The National Geospatial Policy, unveiled by the government asks ministries and departments, envisages to “increasingly engage” the private sector for creation and development of geospatial data required by them under the liberalised regime rather than use Survey of India as an intermediary.
The National Geospatial Policy, notified by the Department of Science and Technology on December 30, also spelt out 13 milestones for the country to achieve to have a thriving geospatial industry involving private enterprises, that include creating a high accuracy digital elevation model for the entire country by 2030 and digital twins of major cities and towns by 2035.
The policy was approved by the Union Cabinet at a meeting chaired by Prime Minister Narendra Modi on December 16.
Geospatial technology has applications in almost every domain of the economy ranging from
agriculture to industries, development of urban or rural infrastructure, administration of land, economic activities of banking and finance, resources, mining, water, disaster management, social planning, delivery services, etc
The policy describes Digital Twin as a virtual replica of a physical asset, process or service that lies at the core of the new digital revolution.
National Digital Twin would be an ecosystem of smart, dynamic, connected Digital Twins, enabled by secure and interoperable data sharing, to facilitate better decision-making, the policy stated.
“It spells out the vision, goals for the geospatial sector and outlines the strategies for achieving them. It seeks to develop geospatial infrastructures, geospatial skill and knowledge, standards, geospatial businesses, promote innovation and strengthen the national and sub-national arrangements for generation and management of geospatial information,” the policy said.
India’s geospatial market, including domestic and exports, is estimated to be worth approximately Rs 27,650 crore in 2025, rising from Rs 22,940 crore in 2019, the Geospatial-Artha Report said. The sector is expected to grow to Rs 63,000 crore by 2030.
“The policy makes it clear that the private sector can be involved in data creation. Though the responsibility lies with the Survey of India,” Agendra Kumar, Managing Director Esri India Technologies Private Limited, told PTI.
He said the policy has covered all the points that were raised by the industry, many large user organizations and academia; it provides adequate focus on innovation, involvement of the private sector and presents a time-bound set of actions to achieve the vision.
The policy aims to create an enabling ecosystem, thereby providing a conducive environment to Indian Companies that will enable them to make India self-reliant in producing and using their own geospatial data /information as also compete with foreign companies in the global space, the notification said.
It states that the government shall constitute a new Geospatial Data Promotion and Development Committee (GDPDC) as the apex body for formulating and implementing appropriate guidelines, strategies and programmes for promotion of activities related to the geospatial sector.
The GDPDC would replace and subsume the functions and powers of National Spatial Data Committee (NSDC) and the Geospatial Data Promotion and Development Committee constituted in March last year.

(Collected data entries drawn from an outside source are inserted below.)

PR #323, opened 2018-10-26
hyper-v : Fix ETHTOOL-CHECK-STATISTICS 

asofron:
ETHTOOL-CHECK-STATISTICS testcase should not fail if **Wake_queue** value greater than 10

Before Fix :

Sr. Test Name : Test Result : Test Duration (in minutes)
----------------------------------------------------
1. ETHTOOL-CHECK-STATISTICS : ABORTED : 11.05

After Fix :

Sr. Test Name : Test Result : Test Duration (in minutes)
 ----------------------------------------------------
 1. ETHTOOL-CHECK-STATISTICS : PASS : 36.82


asofron:
Refactored and removed check

Testscripts/Linux/NET-Ethtool-Check-Statistics.sh
```diff
@@ -247,14 +247,6 @@ ChangeMTU(){
     #Log the values
     LogMsg "Wake_queue start value: $wake_value"
     LogMsg "Wake_queue value after changing MTU: $new_wake_value"
-
-    if [ $new_wake_value -eq 10 ]; then
```
juhlee-microsoft: This verification is still needed. If the chipset fails to wake up then it will escalate the failure.

chvalean: I've asked Andrei to make this change (same was done on lisav1) because the wake_queue pattern has changed since this automation was created, and we have a 100% test failure because of this.
Transforming the failure to a warning, we still do the rest of ethtool coverage that we need.

juhlee-microsoft: @chvalean I don't have full confidence of the change without team's review. You can switch to warning message, but I'd like you to make sure this is right change with kernel developers. Can you get their confirmation? It's could be mlx driver or kernel change so far.

chvalean: This has been discussed internally already

juhlee-microsoft: ok.

Issue #330, opened 2018-10-29
lisav2 fails when the ssh host key is no trusted


ader1990:
pscp and plink should always have a write-output "yes" | command

PR #334, opened 2018-10-30
Fix : lisav2 fails when the ssh host key is not trusted #330

asofron:
Added Write-Output "yes" , before pscp or plink in order update host key in case it changed


lizzha:
Please post test results

PR #340, opened 2018-10-30
lisav2: Don't copy temp files on workspace change

ader1990:
When lisav2 workspace is changed there is no need to have all the .git files copied plus a lot of temp files from previous runs, which can linearly increase the times for lisav2 to run, without manual cleanup.

PR tested internally and works fine.

### DIFF
--- a/Run-LisaV2.ps1
+++ b/Run-LisaV2.ps1
@@ -112,7 +112,10 @@ try {
 		$finalWorkingDirectory = "$TempWorkspace\LISAv2\$shortRandomWord$shortRandomNumber"
 		$tmpSource = '\\?\' + "$OriginalWorkingDirectory\*"
 		Write-Output "Copying current workspace to $finalWorkingDirectory"
-		Copy-Item -Path $tmpSource -Destination $finalWorkingDirectory -Recurse -Force | Out-Null
+		$excludedDirectories = @(".git", ".github", "TestResults",
+			"VHDs_Destination_Path", "*.zip", "report")
+		Copy-Item -Path $tmpSource -Destination $finalWorkingDirectory `
+			-Recurse -Force -Exclude $excludedDirectories | Out-Null
 		Set-Location -Path $finalWorkingDirectory | Out-Null
 		Write-Output "Working directory has been changed to $finalWorkingDirectory"
 		$WorkingDirectory = $finalWorkingDirectory


Run-LisaV2.ps1
```diff
@@ -112,7 +112,10 @@ try {
 		$finalWorkingDirectory = "$TempWorkspace\LISAv2\$shortRandomWord$shortRandomNumber"
 		$tmpSource = '\\?\' + "$OriginalWorkingDirectory\*"
 		Write-Output "Copying current workspace to $finalWorkingDirectory"
-		Copy-Item -Path $tmpSource -Destination $finalWorkingDirectory -Recurse -Force | Out-Null
+		$excludedDirectories = @(".git", ".github", "TestResults",
```
iamshital: We need TestResults, zip and report.

juhlee-microsoft:
@iamshital Can you clarify this is your design? Also I know there is windows limitation of length of file path. Is it the original purpose of file copying back/forth? why is not required today?

Run-LisaV2.ps1
```diff
@@ -112,7 +112,10 @@ try {
...
+			"VHDs_Destination_Path", "*.zip", "report")
+		Copy-Item -Path $tmpSource -Destination $finalWorkingDirectory `
```
juhlee-microsoft: there is also fily copying back statement in the same file. (There are three Copy-Item statements)

ader1990: the max path on some systems is 256 char long, otherwise you end up to have files that exist but are not seen by some applications. THIS feature is still required.

iamshital:
> @iamshital Can you clarify this is your design? Also I know there is windows limitation of length of file path. Is it the original purpose of file copying back/forth? why is not required today?

Hi Ju,

When we execute the LISAv2 using jenkins **Pipelines** (not jobs), I often observed that, no. of characters in working directory exceed 150-160 characters. When LISAv2 creates it's own files, sometimes filepath exceed 256 characters and LISAv2 fails to access existing files.

We workaround this using copying file to shorter working directory --> Execute the tests --> Copy back the results to original working directory.

@ader1990 is not removing the current flow. He is only excluding some folders which are not required for LISAv2 execution.

@juhlee-microsoft , let me know, if you still have any confusion.

PR #346, opened 2018-11-01
Check 'Status' to determine VM state & add retry

santoshx:
We dont need just start-vm command to succeed.
We need VMs to be in running state.

Without this my tests with three or more VMs fails at least once in three runs.


Libraries/HyperV.psm1
```diff
@@ -544,16 +544,30 @@ Function StartHyperVGroupVMs($HyperVGroupName,$HyperVHost)
     $CurrentErrors = @()
     foreach ( $VM in $AllVMs.VMMembers)
     {
+        $RetryCount = 5
+        $CurrentRetryAttempt=0
+        $res = "False"
```
lizzha: use $false, $true

Libraries/HyperV.psm1
```diff
@@ -544,16 +544,30 @@ Function StartHyperVGroupVMs($HyperVGroupName,$HyperVHost)
     $CurrentErrors = @()
     foreach ( $VM in $AllVMs.VMMembers)
     {
+        $RetryCount = 5
```
ader1990: why not use Wait-VMState method? it is more reliable

Libraries/HyperV.psm1
ader1990: also, what you are saying is that your vms do not start correctly? what is the reason for that?

usually vms don t start when they don t have enough resources like ram/cpu or badly configured hardware.

santoshx: After this your comment I observed failures for a day and found all failures were due to lack of resources. This PR is not needed. Thank you.

PR #349, opened 2018-11-01
azure: ARMImageName param can be empty when OSVhd is set

ader1990:


ader1990:
tested with osvhd param on azure and without ARMImage param, works as intended.

PR #351, opened 2018-11-02
Fix the error from PowerShellCodeCheck_PSScriptAnalyzer Job

LiliDeng:
I am testing if this PR can pass the check.


LiliDeng:
@juhlee-microsoft Could you please help check why upload files failed, seems the user didn't have the access.
I am running regression testing now, will update results later.

juhlee-microsoft:
> @juhlee-microsoft Could you please help check why upload files failed, seems the user didn't have the access.
> I am running regression testing now, will update results later.

I am not sure if this is from security issue or recent change. Many moving balls. I currently work on security issue fix. @chvalean  any comment?

PR #618, opened 2019-01-17
Fix test  abort when python3 installed + no softlink for it.

LiliDeng:
Run a case against image which can invoke python directly - pass
Run a case against image which install python3, but no softlink for it.


Libraries/CommonFunctions.psm1
```diff
@@ -336,6 +336,8 @@ function Run-TestScript {
         Write-LogInfo "${scriptLoc} -TestParams $scriptParameters -AllVmData $VmData -TestProvider $TestProvider -CurrentTestData $CurrentTestData"
         $testResult = & "${scriptLoc}" -TestParams $scriptParameters -AllVmData $VmData -TestProvider $TestProvider -CurrentTestData $CurrentTestData
     } elseif ($scriptExtension -eq "py") {
+        Run-LinuxCmd -Username $Username -password $Password -ip $VMData.PublicIP -Port $VMData.SSHPort `
+             -Command "which python || (which python3 && ln -s /usr/bin/python3 /usr/bin/python && which python)" -runAsSudo
```
lizzha: the last "which python" is not necessary?

LiliDeng: I just want to make sure in any condition, it will return the output for which python.
But I don't see the output from the log, is any thing change for Run-LinuxCmd?

lizzha: No, there's no change in Run-LinuxCmd
If you remove the last "which python", it would still output the python path, which would be the path of python3

LiliDeng: Ok

ader1990:
@LiliDeng In the upcoming RHEL8 there will be no python binary, only python3 or python2. is this scenario handled by the current code? Please check https://access.redhat.com/documentation/en-us/red_hat_enterprise_linux/8-beta/html/8.0_beta_release_notes/new-features#web_servers_databases_dynamic_languages_2

LiliDeng:
I will add logic for this situation, thanks @ader1990

LiliDeng:
Run a case against image which can invoke python directly - pass
Run a case against image which install python3, but no softlink for it - pass
Run a case against CoreOS - pass

LiliDeng:
I miss some places which has its own ps1 file.

Libraries/CommonFunctions.psm1
```diff
@@ -322,6 +322,16 @@ function Run-TestScript {
             Write-LogInfo "Constants file uploaded to: $($VM.RoleName)"
         }
     }
+    if($CurrentTestData.files -imatch ".py") {
+        $pythonPath = Run-LinuxCmd -Username $Username -password $Password -ip $VMData.PublicIP -Port $VMData.SSHPort `
+            -Command "which python || which python2 || which python3" -runAsSudo
+        if (($pythonPath -imatch "python2") -or ($pythonPath -imatch "python3")) {
+            $python_Path = $pythonPath.Substring(0, $pythonPath.LastIndexOf("/") + 1)
```
ader1990: replace python_Path with pythonPathSymlink to avoid confusing var names

LiliDeng: Thanks, fix and test - pass

PR #623, opened 2019-01-18
Replace deprecated ifconfig with iproute2 - ip commands

chvalean:
ifconfig use is deprecated and newer distributions no longer include the package by default.
Replace ifconfig/ifdown/ifup commands with the new set of ip commands.

Rewrite VLAN interface create to not use interface config file, but rather only to current boot session.
*This model should be carried to further code refactor for configuring the secondary interfaces as well.*

Also rename testcase name and file "verify-ifdown-ifup-eth0-rmmod-modprobe-hv-netvsc.sh" to a shorter version.

---

Azure:
ARM Image Under Test  : Canonical : UbuntuServer : 18.04-LTS : latest
BVT-CORE-RELOAD-MODULES-SMP                                                       PASS                11.36 <- also pass on Hyper-V
VERIFY-RESTART-INTERFACE-RELOAD-NETVSC                                            PASS                 2.05
HyperV:
NET-MAX-SYNTHETIC-NICS                                                            PASS                 3.72
NET-VLAN-TAGGING                                                                  PASS                 7.32
NET-VLAN-TRUNKING                                                                 PASS                 6.72

### DIFF
--- a/Libraries/CommonFunctions.psm1
+++ b/Libraries/CommonFunctions.psm1
@@ -851,30 +851,24 @@ function Enable-SRIOVInAllVMs($allVMData, $TestProvider)
 				$vmCount += 1
 				if ($sriovOutput -imatch "DATAPATH_SWITCHED_TO_VF")
 				{
-					$AfterIfConfigStatus = $null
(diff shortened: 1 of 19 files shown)


chvalean:
Testing the changes now, will request review after posting the results.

The policy also stated that a Unified Geospatial Interface (UGI), an electronic data querying and processing service, will be operationalised for provision of consumer-oriented products, applications, services and solutions using the geospatial data and metadata contained in the National Geospatial Data Registry.
The UGI will include access to all open geospatial data directly or indirectly collected by the central and state-level partnering agencies on terms to be determined by the GDPDC, the policy stated.
The government will also look to improve availability and access of “better location data” for companies, including private organizations, by 2025.
The government will look to establish an Integrated Data and Information Framework, under which a Geospatial Knowledge Infrastructure (GKI) will be developed by 2030.
By 2035, the policy sets the goals of usage of geospatial data include mapping of sub-surface infrastructure in major cities and towns across India, and development of high-resolution, accurate bathymetric geospatial data (resources and economy of inland waters, and sea surface topography of shallow and deep seas).